PR #157, opened 2021-11-04
Logging

MirijaHa:
This PR closes https://dev.azure.com/2DegreesInvesting/2DegreesInvesting/_workitems/edit/2394  and https://dev.azure.com/2DegreesInvesting/2DegreesInvesting/_workitems/edit/2550

- Logs of progress are a bit more verbose and formatted nicer as a courtesy to the users  (@jacobvjk  please check if the logs are actually saying the truth though)

- Conditions are signalled to the user based on their relevance:
1.  standard log messages with cat line
2. informative/analysis dependent information with an indented cat line
3. aspects that are possibly explain worthy (e.g. losing rows that are not fit to merton model)and optionally require action as warning
4. anything that requires action leads to an error.

- per default verbose diagnostic logs are switched of nowf. inspired by @maurolepore  they can be enabled by running verbose_log_env() before running the analysis. Currently this mode is not exported, if u think that a user might want to use it too I can change this @jacobvjk . User output looks like this now:

```
run_stress_test("equity")
 -- Validating input arguments. 
 -- Configuring analysis settings. 
 -- Importing and preparing input data from designated input path. 
 -- Calculating market risk.
 Warning: Removed 273 rows because negative production compensation targets were set in late and sudden.
                    Negative absolute production is impossible
      >> When joining annual profits on financial data on columns company_name ald_sector technology dropped 2310 rows from annual profits 
      >> When joining plan carsten on financial data on columns company_name ald_sector technology dropped 115 rows from plan carsten 
 -- Calculating credit risk. 
 -- Exporting results to designated output path. 
 -- Exported results to designated output path.

```

- change checks pass (tested for equity)


jacobvjk:
I wonder if it may be helpful to additionally add the relative amount of rows dropped at each stage. To indicate the severity.

jacobvjk (approved):
lgtm

MirijaHa:
> I wonder if it may be helpful to additionally add the relative amount of rows dropped at each stage. To indicate the severity.

happy to, will do in a follow up. I also wonder if to add logs for missing created here https://dev.azure.com/2DegreesInvesting/2DegreesInvesting/_workitems/edit/2180 I cannot give detailed information but what happens, but at least we would keep track of the affected numbers.

maurolepore (approved):
I review this quickly as I think @jacobvjk is the best person to judge it. Beyond my nit suggestions here, I have a couple of general thoughts:

1. Logs might be better handled via:

    a. a dedicated logging package (there may be something on CRAN); or
    b. written to a file for later inspection;
    c. printed with functoins smarter than `cat()`, e.g. `message()`,  `rlang::info()`, `usethis::ui_info()`, or something from the 'cli' package. These functions allow suppressing, and/or nicer formatting.
    
2. If the user might be interested in the logs, maybe it's best to expose that feature via an argument rather than an option.

PR #158, opened 2021-11-04
Fix tiny typo and add LICENSE.md via use_mit_license()

maurolepore:
This PR does some work automatically via `usethis::use_mit_license()`, just to ensure we're not forgetting any important detail. Indeed if found a lil typo and a missing file.


MirijaHa (approved):
good catch

PR #160, opened 2021-11-04
2647 financial data from csv

jacobvjk:
closes ADO 2647: https://dev.azure.com/2DegreesInvesting/2DegreesInvesting/_workitems/edit/2647

all change checks passed


MirijaHa (commented):
- pls merge with master before approval
- we might want to simply drop those few rows that are not ASCII encoded as they should be useless any, or we could log their share as info to the user, but that would be entering unknown terrain. A conventinet way to detect non ASCII could be 
```
 dplyr::mutate(enc = 
stringi::stri_enc_mark(company_name))  %>% 
  dplyr::filter(enc != "ASCII") 
```

DESCRIPTION
```diff
@@ -32,6 +32,7 @@ Imports:
     r2dii.plot,
     readr,
     readxl,
+    stringi,
```
MirijaHa, line 35: please remove this unneeded dep, will approve then

MirijaHa (commented):
1 last comemnt

DESCRIPTION
jacobvjk: done

MirijaHa (approved):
=-=-=
> _Exercise brief_
Reproduce the entries exactly, starting at their first line and stopping after the line with "This PR closes".

> _Problem solution_
PR #157, opened 2021-11-04
Logging

MirijaHa:
This PR closes https://dev.azure.com/2DegreesInvesting/2DegreesInvesting/_workitems/edit/2394  and https://dev.azure.com/2DegreesInvesting/2DegreesInvesting/_workitems/edit/2550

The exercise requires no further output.